«On l’aurait retrouvé au bout d’une corde»

25 novembre 2009
Karl Laske Libération - Photo Thierry Zoccolan AFP

«Il y a des moments où on est vulnérable, et des gens sont payés pour le savoir», a confié Jean-Hugues Bourgeois à un proche. L’éleveur de 30 ans, installé à Saint-Gervais-d’Auvergne (Puy-de-Dôme), a vécu sous les menaces pendant six mois avant de devenir témoin à charge dans l’affaire Tarnac. Ses chèvres avaient été tuées, ses granges incendiées et des agriculteurs du cru soupçonnés de vouloir récupérer ses terres. En juin, il a été lui-même mis en examen pour «dénonciation de faits imaginaires» sur la base d’une expertise graphologique. «Il n’y a aucun élément objectif qui permette de dire qu’il ait lui-même tué ses chèvres, brûlé ses granges et son foin», s’insurge son avocat, Me Jean-Louis Borie.

 

Originaire des Hautes-Alpes, Jean-Hugues Bourgeois s’est installé en 2006 dans le massif des Combrailles sur un terrain humide, entouré de bois. Il construit un chalet, une serre, pose une caravane et une roulotte. Il fait creuser un étang. Les amis viennent de partout.«Le soir, ils refaisaient le monde ici, se souvient Michel Message, un agriculteur proche de la retraite. C’était pas fameux comme terrain, je lui ai proposé la moitié de ma propriété.» Après une adolescence militante à l’extrême gauche, Bourgeois s’est rapproché des autonomes dans les manifestations anti-G8 de Gênes et de Genève. Sa sœur appartient au réseau des coopératives Longo Maï et l’oriente vers l’agriculture bio. Il se range et démarre un élevage chevrier, construit une petite fromagerie, tout en tenant la permanence juridique de la Cimade à Clermont-Ferrand.

 

Pistolet.

Le village de Tarnac et la ferme du Goutailloux, à cent kilomètres de là, il les découvre avec un ami, ancien de Longo Maï, qui s’y est installé. Bourgeois leur vend des chèvres, leur emprunte un bouc.

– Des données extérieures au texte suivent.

PR #3840, opened 2022-10-06
[LETS-557] Stop outgoing msgs before disconnecting to the PS

wrlawodms:
http://jira.cubrid.org/browse/LETS-557

- call stop_outgoing_page_server_messages() before disconnecting
- specialize stop_outgoing_page_server_messages() on PTS and destroy the sender daemon here.

### DIFF
--- a/src/server/active_tran_server.cpp
+++ b/src/server/active_tran_server.cpp
@@ -89,3 +89,8 @@ active_tran_server::get_request_handlers ()
 
   return handlers_map;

Le 31 mars 2008, des anonymes frappent son troupeau de chèvres durant la nuit. Dans l’enclos qu’il vient de construire, dix chèvres sont tuées à coups de pistolet d’abattage. Message, son ami, peste contre le juge qui soupçonne Bourgeois d’être l’auteur de ces méfaits : «Un juge qui raconte des trucs comme ça, je le ferais entrer dans un troupeau et essayer d’en tuer une seule, il verrait comment ça se passe !»

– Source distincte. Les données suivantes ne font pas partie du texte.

PR #3844, opened 2022-10-11
[CBRD-24504] When an error occurs in a function that uses a buffer to convert an identifier name, the buffer must be initialized.

youngjinj:
http://jira.cubrid.org/browse/CBRD-24504

### When an error occurs in a function that uses a buffer to convert an identifier name, the buffer must be initialized.
- sm_find_class_with_purpose()
- sm_find_synonym()
- sm_user_specified_name() 
- sm_downcase_name()

### DIFF
--- a/src/object/schema_manager.c
+++ b/src/object/schema_manager.c
@@ -2251,6 +2251,9 @@ sm_downcase_name (const char *name, char *buf, int buf_size)
 {
   int error = NO_ERROR;
 
+  assert (buf != NULL);
+  assert (buf_size > 0);
+
   if (name == NULL || name[0] == '\0')
     {
       ERROR_SET_WARNING (error, ER_SM_INVALID_ARGUMENTS);
@@ -2258,7 +2261,6 @@ sm_downcase_name (const char *name, char *buf, int buf_size)
       return NULL;
     }
 
-  assert (buf != NULL);
   assert (intl_identifier_lower_string_size (name) < buf_size);
   intl_identifier_lower (name, buf);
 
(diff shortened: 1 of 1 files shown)


src/object/schema_manager.c
```diff
@@ -2254,6 +2254,7 @@ sm_downcase_name (const char *name, char *buf, int buf_size)
   if (name == NULL || name[0] == '\0')
     {
       ERROR_SET_WARNING (error, ER_SM_INVALID_ARGUMENTS);
+      buf[0] = '\0';
```
ctshim, line 2260: It is recommended to move the inspection of the 2261 line of assert() to the front of this if block.

ctshim (approved):

src/object/schema_manager.c
beyondykk9: Good point, it needs to move.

Pour la presse, Bourgeois devient «l’éleveur bio harcelé». Une association est montée. La Confédération paysanne le soutient. Mais les mauvais coups continuent. «Les gens d’ici n’arrivent pas à comprendre qu’on puisse aider un jeune, explique Michel Message. Ils se disent : « Si Message n’a pas d’héritier, la terre est pour nous ! »»

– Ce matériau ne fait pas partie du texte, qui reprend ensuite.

PR #3849, opened 2022-10-11
[CBRD-24467] backport for 10.2.9

shparkcubrid:
http://jira.cubrid.org/browse/CBRD-24467

backport for 10.2.9
[CBRD-24467] Sort-limit optimization does not work when host variable is used in limit clause.
[CBRD-24473] Index scan cannot be used when a stored function is used in a where condition.
[CBRD-23926] Use statistics of pages when checking recompilation threshold.
[CBRD-23732] Optional Statistics Estimation

The default of Optional Statistics Estimation is changed from FALSE to TRUE.

### DIFF
--- a/src/base/system_parameter.c
+++ b/src/base/system_parameter.c
@@ -2273,8 +2273,8 @@ static UINT64 prm_first_log_pageid_lower = 0LL;
 static UINT64 prm_first_log_pageid_upper = LOGPAGEID_MAX;
 static unsigned int prm_first_log_pageid_flag = 0;
 
-bool PRM_USE_STAT_ESTIMATION = false;
-static bool prm_use_stat_estimation_default = false;
+bool PRM_USE_STAT_ESTIMATION = true;
+static bool prm_use_stat_estimation_default = true;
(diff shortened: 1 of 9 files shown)


src/base/system_parameter.c
```diff
@@ -2271,6 +2273,10 @@ static UINT64 prm_first_log_pageid_lower = 0LL;
 static UINT64 prm_first_log_pageid_upper = LOGPAGEID_MAX;
 static unsigned int prm_first_log_pageid_flag = 0;
 
+bool PRM_USE_STAT_ESTIMATION = false;
```
shparkcubrid:
```suggestion
bool PRM_USE_STAT_ESTIMATION = true;
```

src/base/system_parameter.c
```diff
@@ -2271,6 +2273,10 @@ static UINT64 prm_first_log_pageid_lower = 0LL;
...
+static bool prm_use_stat_estimation_default = false;
```
shparkcubrid:
```suggestion
static bool prm_use_stat_estimation_default = true;
```

beyondykk9 (approved):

Des fers à béton sont plantés dans ses champs pour crever les pneus ou casser la faucheuse. Une lettre anonyme menace de viol sa fille de huit ans. Deux incendies détruisent ses réserves de foin bio. Début octobre, le feu ravage la grange de Message : 35 tonnes de foin et 10 tonnes de grain appartenant à Bourgeois partent en fumée. «Monsieur Bourgeois était catastrophé», dit une voisine. Sous le choc, il décide de partir en Bretagne, en décembre 2008. «Je lui ai dit que s’il était resté au pays on l’aurait retrouvé au bout d’une corde», confie Message.

 

ADN.

Au printemps, alors qu’un militant du Front national parisien a été confondu par une trace d’ADN sur une lettre de menaces, Bourgeois est soumis à une expertise graphologique. «L’expert considère que la lettre anonyme en forme de cercueil a vraisemblablement été écrite par vous», avance le juge de Riom, Bruno Méral, qui admet que l’écriture bâton employée «ne permet pas un examen comparatif complet». Bourgeois s’insurge, et se plaint des conditions de l’expertise. Mais le juge le met en examen. «Rien ne vous empêchait d’aller à la grange et d’allumer vous-même l’incendie», déclare-t-il. Poussant les investigations, le juge s’est penché sur le dossier scolaire de Bourgeois. «A l’âge de 14 ans, vous déclariez fabriquer de petits engins explosifs et allumer des petits feux», remarque-t-il. «Vous déclariez vouloir être plus tard chimiste ou terroriste…»«J’avais 14 ans !» a protesté Bourgeois. L’enquête est au point mort.